Wiz Research Identifies Exploitation in the Wild of Aviatrix Controller RCE (CVE-2024-50603)

Wiz Research has confirmed active exploitation of a critical unauthenticated Remote Code Execution (RCE) vulnerability, tracked as CVE-2024-50603, affecting Aviatrix Controllers. This security flaw allows attackers to execute arbitrary code without authentication, potentially leading to privilege escalation within the AWS control plane. The Wiz Incident Response team is currently managing multiple incidents related to this vulnerability, highlighting the immediate risk to cloud infrastructure security. Due to the severity of potential compromise, including unauthorized access to cloud management layers, organizations utilizing Aviatrix Controllers are urged to apply patches immediately. Failure to mitigate this vulnerability exposes environments to significant operational risk and potential data breach. Security teams should prioritize vulnerability scanning and patch management processes to ensure protection against this active threat vector targeting cloud networking infrastructure.

The Wiz Incident Response team is currently responding to multiple incidents involving CVE-2024-50603, an Aviatrix Controller unauthenticated RCE vulnerability, that can lead to privileges escalation in the AWS control plane. Organizations should patch urgently.

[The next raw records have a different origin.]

PR #881, opened 2023-08-15
fix(input-group): indigo theme bottom line styling

### LINKED ISSUE #879: Themes: Input/Select/Combo Indigo theme glitches
The Input/Select/Combo components do not look right on hover/focus.

https://github.com/IgniteUI/igniteui-webcomponents/assets/4118303/8ceed166-5a04-4703-8b63-5a4423a8cbd8

desig9stein:
closes #879

### DIFF
--- a/src/components/input/themes/light/input.indigo.scss
+++ b/src/components/input/themes/light/input.indigo.scss
@@ -109,15 +109,6 @@ $transition-duration: .25s;
     }
 }
 
-:host(:focus-within) {
-    [part='prefix'],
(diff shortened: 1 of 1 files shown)


simeonoff (commented):
The only remaining issue I see is the transition of the prefix/suffix background appears to lag behind the container itself. Setting the background to a specified value other than inherit seems to fix the issue, however, I am not sure this is the correct approach.

simeonoff (approved):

Wiz Research has confirmed active exploitation of a critical unauthenticated Remote Code Execution (RCE) vulnerability, tracked as CVE-2024-50603, affecting Aviatrix Controllers. This security flaw allows attackers to execute arbitrary code without authentication, potentially leading to privilege escalation within the AWS control plane. The Wiz Incident Response team is currently managing multiple incidents related to this vulnerability, highlighting the immediate risk to cloud infrastructure security. Due to the severity of potential compromise, including unauthorized access to cloud management layers, organizations utilizing Aviatrix Controllers are urged to apply patches immediately. Failure to mitigate this vulnerability exposes environments to significant operational risk and potential data breach. Security teams should prioritize vulnerability scanning and patch management processes to ensure protection against this active threat vector targeting cloud networking infrastructure. The Wiz Incident Response team is currently responding to multiple incidents involving CVE-2024-50603, an Aviatrix Controller unauthenticated RCE vulnerability, that can lead to privileges escalation in the AWS control plane. Organizations should patch urgently. The Wiz Incident Response team is currently responding to multiple incidents involving CVE-2024-50603, an Aviatrix Controller unauthenticated RCE vulnerability, that can lead to privileges escalation in the AWS control plane. Organizations should patch urgently.